Per un attacco ancora spuntato è senz’altro una buona notizia il recupero di Geijo. L’attaccante spagnolo, infatti, torna a disposizione dimister Inzaghi per la trasferta di sabato a Bari (ore 15) dopo aver scontato due giornate di squalifica. Oggi pomeriggio al Taliercio il tecnico lagunare ritroverà anche i nazionali under 21, il portiere azzurro Audero e la punta slovena Mlakar, al rientro dopo il loro “derby” Italia-Slovenia di ieri sera a Cittadella.
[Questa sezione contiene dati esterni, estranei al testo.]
PR #2133, opened 2022-02-23
Improve linting

bruno-fs:
- Update linters versions
- Add black/isort checks
- Enable most checks for pylint/flake/black/isort but only for newer code. Older code will be ignored until chaged.


gtanzillo (approved):
Looks good, thanks @bruno-fs 👍

nicolearagao (approved):
awesome @bruno-fs

PR #2136, opened 2022-02-27
Biz 400 / issue 2064- adds overall status fact to subman role

nicolearagao:
- Import FeatureFlags into scanjob as extra vars. Adds feature flag as condition for the gathering overall status fact.
- Addition of method as_dict for FeatureFlag class as Ansible extravars expects objects to be simpler than an instance of the class.
- Unit tests for new method.
- Adds subscription-management overall status fact to subman role.

Manually tested on:
-AWS machines(RHEL6, RHEL7, RHEL8)
-Vagrant(CentOS6, CentOS7, CentOS8)

### DIFF
--- a/quipucords/scanner/network/inspect.py
+++ b/quipucords/scanner/network/inspect.py
@@ -14,6 +14,7 @@ import os.path
 
 import ansible_runner
 from ansible_runner.exceptions import AnsibleRunnerException
+from django.conf import settings
 
 from api.credential.serializer import CredentialSerializer
 from api.models import (ScanJob,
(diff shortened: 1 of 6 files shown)


quipucords/scanner/network/inspect.py
```diff
@@ -78,16 +78,16 @@ def run(self, manager_interrupt):
 
         self.connect_scan_task = self.scan_task.prerequisites.first()
         if self.connect_scan_task.status != ScanTask.COMPLETED:
-            error_message = 'Prerequisites scan task %d failed.' %\
-                self.connect_scan_task.sequence_number
+            error_message = 'Prerequisites scan task %d failed.' % \
+                            self.connect_scan_task.sequence_number
```
bruno-fs: Now it makes sense why linters were looking to change some strings on this file to be reformatted.

I'm not against commits making changes to formatting, but I believe this kind of change should live in a separate commit. 
That said, don't need to change this particular commit.

bruno-fs (approved):
LGTM :+1:

gtanzillo (approved):
LGTM 👍

PR #2139, opened 2022-03-09
Molecule first steps 

nicolearagao:
-  Molecule installation 
-  Init Molecule scenario for the date role using podman driver 
-  Configuration of two test instances: rhel8 and centos8
-  adds Molecule packages to dev-requirements.txt

obs: Please take a look at the google doc shared for further explanations. 

Updates on March 14th:
- Converge step demanded a few modifications (changing raw to appropriate module, creation of role utils for shared facts)

### DIFF
--- a/quipucords/scanner/network/runner/roles/date/molecule/default/molecule.yml
+++ b/quipucords/scanner/network/runner/roles/date/molecule/default/molecule.yml
@@ -1,0 +1,13 @@
+---
+dependency:
+  name: galaxy
+driver:
+  name: podman
+platforms:
+  - name: instance
+    image: quay.io/centos/centos:stream8
+    pre_build_image: true
+provisioner:
+  name: ansible
+verifier:
+  name: ansible
--- a/quipucords/scanner/network/runner/roles/date/molecule/default/molecule.yml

A proposito di
portieri preoccupa Russo: il vice-Audero a Cesena ha dovuto lasciare il posto a Vicario negli ultimi 20’ per un trauma al ginocchio sinistro (domani ulteriori accertamenti) dopo uno scontro di gioco con Cacia. Anche a Bari out i difensori Bruscagin e Garofalo, comunque in ripresa dai rispettivi infortuni. La campagna abbonamenti – 1690 tessere vendute finora – prosegue fino al 14 settembre, vigilia di Venezia-Spezia di venerdì 15 al Penzo (ore 19). Ieri il Consiglio federale ha delegato al presidente Figc, Carlo Tavecchio, la nomina del commissario qualora l’assemblea della Lega B del 13 settembre non eleggesse il suo nuovo presidente.